BigTTYGothGF 29 minutes ago||
I think that's a good idea, altho you can probably get away with good old NLP to do it.
diydsp 5 minutes ago||
Were in an era where virtually all sw could have an mcp intf to do anything...not even just color.
Someone 38 minutes ago||
The first example is “go ahead, try to find the single C0 in these bytes” and then argues one should highlight C0 bytes.

If that’s true, how does the tool know I will be looking for C0 bytes and not for 03, D3, etc? The logical conclusion of that would be that the hex editor should uniquely color code every byte. And following the other examples even that’s not enough.

The proposed solution is to create groups of byte values that each get their unique color. I think that helps, but we can do better: add a search feature. That tells your editor what you are looking for. Once you enter a search string, it can highlight all hits.

Yes, “colorful output in a hexdump is useful for the same reason that syntax highlighting for code is useful”, but do you know what syntax highlighting needs? Knowledge of the expected content of a file. Without that, a hex editor at best can guess at how to color-code stuff.

IMO, if you want to add syntax coloring to a hex editor, give it pluggable syntax coloring and heuristics for deciding which one to use when.

While at it, also let those plugins control where to break lines, whether to show hex at all (why show it at all if a file has a few paragraphs of English text or an array of IEEE doubles?), etc.

Those plug-ins will make errors and sometimes, users will want to see all byte values, so you’ll need a way for the user to override them.

Antibabelic 14 minutes ago|
I don't think that's quite the point that example was intended to illustrate. The idea is not the you're looking for C0 bytes or any other kinds of bytes in particular, but rather that it's easier to fish out unique and interesting information in a sea of noise when you have color-coded bytes: like the fact that there's a conspicuous lonely C0 or some other value or series of values that stand out.
bombcar 5 minutes ago||
Exactly - though the writing style buries the lede until the end; the recommendation is to have at least a different color for each of the first nibbles (e.g, 0x is one color, 1x another). As a minimum that makes some outliers pop out. He then has other recommendations like highlighting the ASCII range, etc.
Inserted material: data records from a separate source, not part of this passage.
Issue #161, opened 2018-06-29
Button: Follow Up Pass


jamesmelzer:
Follow up to the first pass at button in #59 

Two tasks:

1. Resolve feedback from https://github.com/JDRF/spirit/pull/152 ( review comments here )
2. Update minimal button based on recent design changes. Note: token values may accomplish some of this. See #160.
3. Add toggle button ( input checkbox / radio ) - see forms in sketch. Addressed in feedback from pull above, but may need to discuss with Kevin. Add to macro and possibly improve macro conditionals.

joesnellpdx:
@kevinmpowell @jamesmelzer 

Per discussion with Kevin today, do we want to remove / alter use of box shadow for border in this ticket? What is technical strategy?

joesnellpdx:
PR again ready for review:
https://github.com/JDRF/spirit/pull/173#pullrequestreview-138656953

- [ ] @patrickmckowen 
- [ ] @jamesmelzer 
- [ ] @kevinmpowell

joesnellpdx:
Added @patrickmckowen and @james for PR:
https://github.com/JDRF/spirit/pull/173#pullrequestreview-139939683

PR #173, opened 2018-07-17
#161: Button Follow Up Pass

joesnellpdx:
**Issues from previous task:**

1. Letter spacing token - left in button.scss for now - should this be added to tokens?
2. Released hover issue - cannot replicate - but do see a difference between Chrome and other browsers. Only chrome showing 'focus' state on mouse click ( but not released hover issue ).
3. Add toggle buttons ( checkbox & radio )
4. Refactor so `input` buttons and `a` and button buttons all support the same functionality see https://github.com/JDRF/spirit/pull/152 for questions ( last comment )

### DIFF
--- a/library/components/button/button.njk
+++ b/library/components/button/button.njk
@@ -1,33 +1,32 @@
 {% macro button(
+      id=false,
       class=false,
       disabled=false,
       text=false,
       icon=false,
       iconLabel=false,
-      tag="button",
+      el="button",
       type=false,
       href=false,
       loader=false,
       feedbackType=false,
       feedbackText=false,
-      inputName=false,
-      inputId=false,
-      inputValue=false
+      name=false,
+      value=false
       ) %}
   {% if href %}
-    {% set tag = 'a' %}
+    {% set el = 'a' %}
   {% endif %}
-  {% if tag === 'input'  %}
-    {% if (type === 'checkbox') or (type === 'radio') %}
-      <{{tag}} class="spirit-button-input-toggle" {{ 'type=' + type if type }} {{ 'name=' + inputName if inputName }} {{ 'id=' + inputId if inputId }} {{ 'value=' + inputValue if inputValue }} tabindex="-1"/>
-      <label {{ 'for=' + inputId if inputId }} class="spirit-button spirit-button--toggle{{ ' ' + class if class }}{{ ' spirit-button--is-icon' if icon and not text}}" tabindex="0">
+  {% if ( el === 'checkbox' ) or ( el === 'radio' ) %}
+      <input class="spirit-button-input-toggle" {{ 'type=' + el }} {{ 'name=' + name if name }} {{ 'id=' + id if id }} {{ 'value=' + value if value }} tabindex="-1"/>
+      <label {{ 'for=' + id if id }} class="spirit-button spirit-button--toggle{{ ' ' + class if class }}{{ ' spirit-button--is-icon' if icon and not text}}" tabindex="0">
         {{ text if text }}
       </label>
-    {% else %}
-      <{{tag}} {{ 'type=' + type if type }} class="spirit-button{{ ' ' + class if class }}{{ ' spirit-button--is-icon' if icon and not text}}" value="{{text if text}}" {{ 'data-loader=' + loader if loader }} {{ 'data-type=' + feedbackType if feedbackType }} />
-    {% endif %}
-  {% else %}
-    <{{tag}} {{ 'type=' + type if type }} class="spirit-button{{ ' ' + class if class }}{{ ' spirit-button--is-icon' if icon and not text}}" {{ 'href=' + href if href }} {{ 'data-loader=' + loader if loader }} {{ 'data-type=' + feedbackType if feedbackType }} {{ 'disabled' if disabled }}>
+  {% elif ( el === 'submit' or el === 'reset' ) %}
+    <input {{ 'id=' + id if id }} {{ 'type=' + el }} class="spirit-button{{ ' ' + class if class }}{{ ' spirit-button--is-icon' if icon and not text}}" value="{{text if text}}" {{ 'data-loader=' + loader if loader }} {{ 'data-type=' + feedbackType if feedbackType }} />
+  {% elif el %}
+    {# Using type variable for <button type="submit"> or <a type="button"> options #}
+    <{{el}} {{ 'id=' + id if id }} {{ 'type=' + type if type }} class="spirit-button{{ ' ' + class if class }}{{ ' spirit-button--is-icon' if icon and not text}}" {{ 'href=' + href if href }} {{ 'data-loader=' + loader if loader }} {{ 'data-type=' + feedbackType if feedbackType }} {{ 'disabled' if disabled }}>
       {% if icon %}
         {% if not iconLabel %}
           {% set iconLabel = icon %}
@@ -79,12 +78,12 @@
             </svg>
           </span>
         {% endif %}
-        <span class="spirit-button__default-text" {{'aria-hidden=true' if 'success' === feedbackType }}">
+        <span class="spirit-button__default-text" {{'aria-hidden=true' if 'success' === feedbackType }}>
           {{ text if text }}
         </span>
       {% else %}
         {{ text if text }}  
       {% endif %}
-      </{{tag}}>
-    {% endif %}
+      </{{el}}>
+  {% endif %}
 {% endmacro %}
--- a/library/components/button/button.njk
+++ b/library/components/button/button.njk
@@ -10,16 +10,17 @@
       loader=false,
       feedbackType=false,
       feedbackText=false,
-      inputname=false,
-      inputid=false
+      inputName=false,
+      inputId=false,
+      inputValue=false
       ) %}
   {% if href %}
     {% set tag = 'a' %}
   {% endif %}
   {% if tag === 'input'  %}
     {% if (type === 'checkbox') or (type === 'radio') %}
-      <{{tag}} class="spirit-button-input-toggle" {{ 'type=' + type if type }} {{ 'name=' + inputname if inputname }} {{ 'id=' + inputid if inputid }} />
-      <label {{ 'for=' + inputid if inputid }} class="spirit-button spirit-button--label{{ ' ' + class if class }}{{ ' spirit-button--is-icon' if icon and not text}}">
+      <{{tag}} class="spirit-button-input-toggle" {{ 'type=' + type if type }} {{ 'name=' + inputName if inputName }} {{ 'id=' + inputId if inputId }} {{ 'value=' + inputValue if inputValue }} tabindex="-1"/>
+      <label {{ 'for=' + inputId if inputId }} class="spirit-button spirit-button--toggle{{ ' ' + class if class }}{{ ' spirit-button--is-icon' if icon and not text}}" tabindex="0">
         {{ text if text }}
       </label>
     {% else %}
--- a/library/components/button/button.njk
+++ b/library/components/button/button.njk
@@ -9,12 +9,22 @@
       href=false,
       loader=false,
       feedbackType=false,
-      feedbackText=false) %}
+      feedbackText=false,
+      inputname=false,
+      inputid=false
+      ) %}
   {% if href %}
     {% set tag = 'a' %}
   {% endif %}
   {% if tag === 'input'  %}
-    <{{tag}} {{ 'type=' + type if type }} class="spirit-button{{ ' ' + class if class }}{{ ' spirit-button--is-icon' if icon and not text}}" value="{{text if text}}" {{ 'data-loader=' + loader if loader }} {{ 'data-type=' + feedbackType if feedbackType }} />
+    {% if (type === 'checkbox') or (type === 'radio') %}
+      <{{tag}} class="spirit-button-input-toggle" {{ 'type=' + type if type }} {{ 'name=' + inputname if inputname }} {{ 'id=' + inputid if inputid }} />
+      <label {{ 'for=' + inputid if inputid }} class="spirit-button spirit-button--label{{ ' ' + class if class }}{{ ' spirit-button--is-icon' if icon and not text}}">
+        {{ text if text }}
+      </label>
+    {% else %}
+      <{{tag}} {{ 'type=' + type if type }} class="spirit-button{{ ' ' + class if class }}{{ ' spirit-button--is-icon' if icon and not text}}" value="{{text if text}}" {{ 'data-loader=' + loader if loader }} {{ 'data-type=' + feedbackType if feedbackType }} />
+    {% endif %}
   {% else %}
     <{{tag}} {{ 'type=' + type if type }} class="spirit-button{{ ' ' + class if class }}{{ ' spirit-button--is-icon' if icon and not text}}" {{ 'href=' + href if href }} {{ 'data-loader=' + loader if loader }} {{ 'data-type=' + feedbackType if feedbackType }} {{ 'disabled' if disabled }}>
       {% if icon %}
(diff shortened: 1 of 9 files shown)


jamesmelzer:
Joe's Q: Letter spacing token - left in button.scss for now - should this be added to tokens?
James' A: This seems button-specific for now. Let's see if it generalizes to be applied elsewhere before putting in tokens.

library/components/button/button.njk
```diff
@@ -9,12 +9,23 @@
...
+      inputName=false,
+      inputId=false,
+      inputValue=false
+      ) %}
   {% if href %}
     {% set tag = 'a' %}
   {% endif %}
   {% if tag === 'input'  %}
-    <{{tag}} {{ 'type=' + type if type }} class="spirit-button{{ ' ' + class if class }}{{ ' spirit-button--is-icon' if icon and not text}}" value="{{text if text}}" {{ 'data-loader=' + loader if loader }} {{ 'data-type=' + feedbackType if feedbackType }} />
+    {% if (type === 'checkbox') or (type === 'radio') %}
```
kevinmpowell: I understand the need for this branching structure so your next sibling selectors work, but I'd like to see the top-level element remain `.spirit-button`. The way I've achieved this in the past is to wrap the `input` and `label` inside a `div.spirit-button`.

So that regardless of which element I'm using for a button the outermost wrapper is always the block level element in BEM. I leave it up to you to decide the LOE to refactor what you've got. 

Here's a reduced test case to show what I mean: https://codepen.io/kevinmpowell/pen/WKGOXd?editors=1100

* [ ] Consider refactoring `radio` and `checkbox` button markup

library/docs/sink-pages/components/buttons.njk
```diff
@@ -123,17 +123,68 @@
...
+                    ## Toggle Disabled
+                {% endfilter %}
+                <div class="spirit-button-group-toggle">
+                    {{ library.button(class="spirit-button--disabled", text="$10", tag="input", type="checkbox", inputName="checkbox", inputId="option1", inputValue="10") }}
+                </div>
+
+                {% filter markdown(true, "hostile-sink-reset") %}
+                    ## Toggle Group
+                {% endfilter %}
+                <div class="spirit-button-group-toggle">
```
kevinmpowell: I'd expected `spirit-button-group` to be its own component with its own macro. The way it's currently build the `spirit-button-group-toggle` class seems to be serving two purposes:
1. Wrapping the input and label elements for radio/checkbox buttons
2. Adding additional "group" visuals to buttons (borders, etc.)

I expect it to do #2 but not #1. See my other comment about refactoring the `radio` and `checkbox` button markup.

I'd also make a new component called "Button Group" since it often warrants its own documentation in the doc site. Give it its own sink, macro, and scss file.

You can use the `caller` syntax in nunjucks to create this type of "wrapper" component.

```
{% macro button_group() %}
  <div class="spirit-button-group">
    {{ caller() }}
  </div>
{% endmacro %}
```
And then to use it:
```
{% call library.spirit_button_group() %}
  {{ library.button() }}
  {{ library.button() }}
  {{ library.button() }}
{% end call %}
```

* [ ] Make button group a separate component

library/tokens/tokens.yaml
```diff
@@ -37,12 +37,21 @@ icon-color :
...
   primary : *color-blue-100
   on-dark : *color-white
+  secondary : *color-grey-95
   text : 
     primary : *color-blue-100
     on-dark : *color-white
   disabled :
     foreground : *color-grey-70
     background : *color-grey-98
+  hover :
```
kevinmpowell: I'm not convinced these tokens belong here. Are they going to be used outside of button anywhere?
If so, let's come up with some more descriptive names. I don't know what `hover-minimal-background` means or when I would use it.

* [ ] Move tokens back into button.scss file or rename them to be more broadly applicable

library/components/button/button.scss
```diff
@@ -103,6 +135,11 @@ $spirit-button-transition-timing-function: ease-out;
       color: $spirit-interactive-color-disabled-foreground;
     }
   }
+
+  .spirit-container--dark .spirit-button-input-toggle:checked +&,
+  .spirit-col--dark .spirit-button-input-toggle:checked +& {
+    box-shadow: $spirit-elevation-1 $spirit-elevation-color-blue, inset 0 0 0 $spirit-border-button $spirit-interactive-color-focus-soft;
```
kevinmpowell: I would like to see the border return to being controlled by the `border` property and reserve the `box-shadow` for only the `:focus` state. 

This will require design approval from @ismaeltoure7 as it may affect the button height, but it makes the CSS much easier to maintain and reason about.

I've also had issues with `box-shadow` based borders breaking when the browser content is zoomed.

* [ ] Refactor button borders to use the `border` property instead of `box-shadow`

library/components/button/button.scss
```diff
@@ -252,46 +290,47 @@ $spirit-button-transition-timing-function: ease-out;
...
     box-shadow: $spirit-elevation-1 transparent, inset 0 0 0 $spirit-border-button $spirit-interactive-color-focus-soft;
   }
 
   &:active,
   &.spirit-button--active {
-    box-shadow: $spirit-elevation-2 $spirit-elevation-color-default, inset 0 0 0 $spirit-border-button-secondary $spirit-color-grey-95;
+    box-shadow: $spirit-elevation-2 $spirit-elevation-color-default, inset 0 0 0 $spirit-border-button-secondary $spirit-interactive-color-secondary;
   }
 
   &:disabled {
```
jamesmelzer: The disabled button still moves when hovered. 
&:disabled should include an override for this (or it should include a ":not()" in the original statement):
`&:hover, &--hover {transform: translateY(-1px);}`

joesnellpdx:
Note to self:
Before assigning back to review--
1. Assign Patrick to review
2. Show options for border vs box-shadow

library/components/button/button.njk
```diff
@@ -9,12 +9,23 @@
...
-      feedbackText=false) %}
+      feedbackText=false,
+      inputName=false,
+      inputId=false,
+      inputValue=false
+      ) %}
   {% if href %}
     {% set tag = 'a' %}
   {% endif %}
   {% if tag === 'input'  %}
```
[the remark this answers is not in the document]
joesnellpdx: @kevinmpowell This is complete - but left 'type' for instances like <a type="button"> and <button type="submit"> - left comment in code as well.

library/components/button/button.scss
joesnellpdx: @kevinmpowell @jamesmelzer 

Did not refactor, but added a demo of the standard / primary button in the second column.

joesnellpdx:
@jamesmelzer 
@patrickmckowen 
@kevinmpowell 

This is ready for review. 

James - cannot 'check' your request for the on-dark bg, but that has been updated

Kevin - your requests have been updated with a comment above regarding 'type'.

See the second column for the demo using border instead of box-shadow as requested - buttons are the wrong size here. To fix, could add tokes / custom styles for padding ( padding - border ), or other potential options.

Let's discuss.

jamesmelzer:
@patrickmckowen 
That `text-shadow` value (0.08) seems very low. I can't see it. Consider darkening? 
Adding `transform: translateY(1px);` to active looks great.

patrickmckowen:
@jamesmelzer the purpose of the text-shadow is to soften the vibrating effect white has on that blue, not to create an elevated style.  With that in mind, do you still recommend darkening?

jamesmelzer:
@patrickmckowen No, that makes sense. Ignore my suggestion.

kevinmpowell:
@joesnellpdx re keeping `type` in the API. I think you could narrow your API by omitting `type` and simply allowing `el` to receive `'submit'` and `'reset'` as possible values. Internally in the component you could then programmatically set the `type` attribute without exposing it to macro users. Not a huge deal, but change it if you want.

joesnellpdx:
@patrickmckowen @kevinmpowell @jamesmelzer 

1. Antialising - added to button, but should this be in the `spirit-typography-reset` mixin @kevinmpowell ? What is the intention of this mixin - use everywhere or establish a global spirit reset somewhere?

2. Letter spacing. There are several 'custom' variables on the buttons scss file. I have added the `$spirit-text-shadow-small: 1px 2px rgba(0, 8, 26, .08);` variable here as well. Do we want to add to the global tokens file @jamesmelzer ? How about the naming? 

3. Chrome focus. I don't think we can remove the border (whether it is `border` or `box-shadow`) on focus on chrome ( or other browsers not on MAC ) with simple css. It is a browser specific behavior. We would have to only apply a focus class on keyboard focus via custom javascript - which is not recommended. @kevinmpowell, unless you have seen something different? See: https://gist.github.com/cvrebert/68659d0333a578d75372

Other than the these items, I believe this branch is done.

Please respond to comments above.

library/components/button/button.scss
```diff
@@ -1,12 +1,29 @@
 // Letter Spacing
-$spirit-button-font-letter-spacing-15: .15em;
+$spirit-button-font-letter-spacing-125: .125em;
```
patrickmckowen: @joesnellpdx two things here: 

1.  The computed value should be .2px not 2px
2. This is value is not relative and shouldn't scale up i.e. if someone zoomed 200% the spacing between the letters shouldn't increase proportionally.  With that in mind, do you still suggest we use a relative unit instead of pixels?

library/components/button/button.scss
```diff
@@ -49,18 +67,22 @@ $spirit-button-transition-timing-function: ease-out;
   &--focus {
     box-shadow: $spirit-elevation-1 $spirit-elevation-color-blue, inset 0 0 0 $spirit-border-button $spirit-interactive-color-focus-soft;
     outline: 0;
+    z-index: 1;
   }
 
   &:active,
   &--active {
     box-shadow: $spirit-elevation-2 $spirit-elevation-color-blue, inset 0 0 0 $spirit-border-button $spirit-interactive-color-primary;
+    transform: translateY(-1px);
```
patrickmckowen: @joesnellpdx this should be 1px not -1px.  The intention here is to give the illusion that the button is being pressed down on click.

patrickmckowen:
@joesnellpdx regarding the focus ring with Chrome on click:  I quickly checked and Airbnb, Stripe, Shopify, and Apple all have a distinct focus state on buttons when tabbing but do not show on click.  I'd like to learn more about why removing it on chrome is not recommended.  Thanks!

jamesmelzer:
* Shopify/Polaris is defining the active state to override the focus state (looks like using CSS source order), so clicking hides any visible indicator that Chrome is also focusing. 
* Whatever AirBnB's guidelines say, all their buttons get a visible focus ring on click (in Chrome). 

I don't know if it matters that these are both React-based applications

patrickmckowen:
@jamesmelzer the Invite Friends button on this page does not get a visible ring on click in chrome, for me at least. https://www.airbnb.com/trips

Bottom line: the focus ring is not acceptable for buttons on click.  Happy to continue discussing options for how to resolve this.

jamesmelzer:
We should be able to force the active+focus state's styling. Irrelevant on other browsers, but will do what we want in Chrome. 
Thoughts @joesnellpdx ?

library/components/button/button.scss
joesnellpdx: @patrickmckowen 

Do be clear, if the font size were 160px, you wouldn't want the letter spacing to be 2px - you would still want .2px? Otherwise, I'd use relative sizes as em is relative to the font size.

patrickmckowen: @joesnellpdx exactly, the .2px letter spacing is only to help with legibility at small sizes.  If the font was 160px it wouldn't need additional letter spacing to be legible e.g. https://gmkr.io/s/5b57aaaeea48c120b7920bc3/0

joesnellpdx:
@patrickmckowen @jamesmelzer @kevinmpowell 

Just tested several of the sites listed - in the cases I tested, they are using javascript to remove focus when a mouseclick is used OR adding focus when the tab key is depressed. 

They are using different scripts fo this. 

This is a **SUPER** common discussion between design, engineering and a11y. 

The a11y argument: someone may be using a mouse that needs to see focus AND you should't rely on javascript for accesibility.

The designer argument: it is not a clean UX and does not fit our design patterns PLUS we feel that with the scripts we can solve the a11y question for most cases.

Here are the options ( as I see them ):
1. Leave as is
2. Add a script that needs to be 'consumed' when using the design system to negate keyboard clicking ( with styles in the design system to handle these script updates ).
3. Do number 2, but have it be a 'requested' step on the doc-site for users of Spirit to add to their own implementations ( recommended script option ). If the script is not implemented, focus states will be visible on click.
4. Use `:focus-visible` - meant to solve this issue, but only available in Firefox - so when (if) chrome and other browsers adopt this pseudo class, we can control styling: https://caniuse.com/#search=focus-visible
5. Remove focus states altogether ( not recommended )

:active + :focus is not reliable as it requires an 'active' state and not all els that will receive focus also will receive an active state. This will likely not solve our challenge. 

Script options:
https://www.npmjs.com/package/focus-visible
I've rolled my own, but the above uses the new focus-visible syntax so I'd recommend that

Happy to investigate, test, discuss further.

patrickmckowen:
@joesnellpdx thanks for this.  I prefer option #2.  I think that with the prevalence of buttons + the popularity of chrome with our user base that it's worth the extra dependency.

kevinmpowell:
@patrickmckowen I disagree with removing the focus behavior on Chrome for a few reasons.
1. Chrome's behavior (in my testing) only applies to actual `<button>` elements. Not `<a>`'s that _look_ like buttons or `<input type='checkbox'>` elements that look like buttons. I think the biggest use case you'll have for an actual `<button>` is the submit button at the bottom of a form where either one of two things will occur:
  * You'll be taken to the next page, meaning you'll see the focus ring for a brief moment before the page reloads
  * Your form will have an error and the validator will shift focus to the first form element that has an error, meaning you probably won't see that focus ring occur at all
Bottom line, it's likely an "edge of an edge" case.
2. The technical solution adds Javascript when we prefer to keep the system JS-free to encourage adoption by product teams.
3. This solution overrides what Chrome has deemed the default behavior for their users. True, there are other sites that are overriding this behavior, but I would estimate that _most_ sites do not, and therefore Chrome users are used to this behavior. In fact, some Chrome users may think a site is broken or a button unresponsive if it doesn't exhibit the same behavior they see on the majority of sites.

I want to be cautious about going down the road of "pixel perfect in every browser"

kevinmpowell:
I stand corrected on my first point. This _does_ apply to `<a>` buttons as well, but if you click those, the page is gonna reload anyway.

patrickmckowen:
@joesnellpdx @kevinmpowell I didn't realize this only applied to `<button>`.

It's not true that people won't see it on form submit; we use loading buttons _because_ some of our forms are slow.  I checked how this looks on the loading state buttons on the sink page and I think it's fine.  

thanks for the explanation.

jamesmelzer:
Weighing in, Kevin's first point is the one I'd like to focus on: buttons generally submit to another page, so in real-world application button's focus state will not be visible to the end user, who will already be on their way to the next page. 

I don't want the team to spin a lot on an issue that may have very little real-world impact. Are we sure anyone will see the state we're discussing? 

I'm also keen to avoid:
- Using JS to achieve pixel-perfect alignment across browsers. 
- A mandatory JS dependency in our "JS is only a placeholder to model behavior" library. 

We can mitigate with CSS - suppress the focus styling when the button is active. And we can mitigate with guidelines - when a button is clicked and on-page validate fires an error alert, move focus to that alert. Neither one requires button JS.

jamesmelzer:
I'm a moment too late in my comment. Disregard.

patrickmckowen:
@joesnellpdx just one small change and I'm all good on buttons!  For the secondary buttons on light background, please update the elevation color to blue.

As a note, the some up there is load-bearing - color may lull you into complacency where the difference between 01 and 0F is major and important but not highlighted. More complicated regex built color tools designed to highlight "anomalies" could be developed but then you need to define what anomalies are (patters, places where a pattern changes, etc).

cuechan 1 hour ago||
For anyone who regularly has to look at/analyze binary files, i highly recommend ImHex [1].

Its a hex editor built with imgui and has a lot of built in tools. Imo the best feature is the data structure editor. You can write a data type definition similar to C and it overlays it on the hexdump and parses it in a structured way while you type.

It also has a node based editor.

1: https://github.com/WerWolv/ImHex

altairprime 54 minutes ago||
Does it do color highlighting by value of hex bytes, though?
sandos 38 minutes ago||
But does it have colors!?!??!
NooneAtAll3 2 hours ago||
Why did author decide that best way to demonstrate his idea would be by cutting contrast in half?

color-coding might be a great solution, but you don't really know beforehand which byte values are important. Manually selecting C0 to make it stand out it just ctrl+f with extra steps. (But I wouldn't mind something like "color 00 separate from ascii separate from the rest)

seszett 1 hour ago|
> Manually selecting C0 to make it stand out

That's not what they did, actually. C0 is the only byte in there that's above 3F or so, and it's far from it. Hence the very different colour, and the lack of contrast between the colours of the other bytes.

roelschroeven 1 hour ago||
When you're going to color-code bytes in a hex dump, I would expect each ASCII character in the right column to have the same color as the hex byte in the left column, making it easier to pair them. I wonder why that wasn't done here.
delta_p_delta_x 2 hours ago||

  > Your hex editor should colour-code bytes so it is easier for users to distinguish patterns
  > Article is fully in lowercase, which makes it harder for readers to make out sentences and the flow of the article
  > mfw the irony
gblargg 1 hour ago|
The text smashed up to the left border doesn't help either.
fleebee 23 minutes ago||
> having more colors makes it possible to recognize more complex patterns

The implicit cost here is that the simple patterns become harder to recognize when every byte is only subtly differently colored. Rather than give everything a different color, I'd rather have the important stuff highlighted.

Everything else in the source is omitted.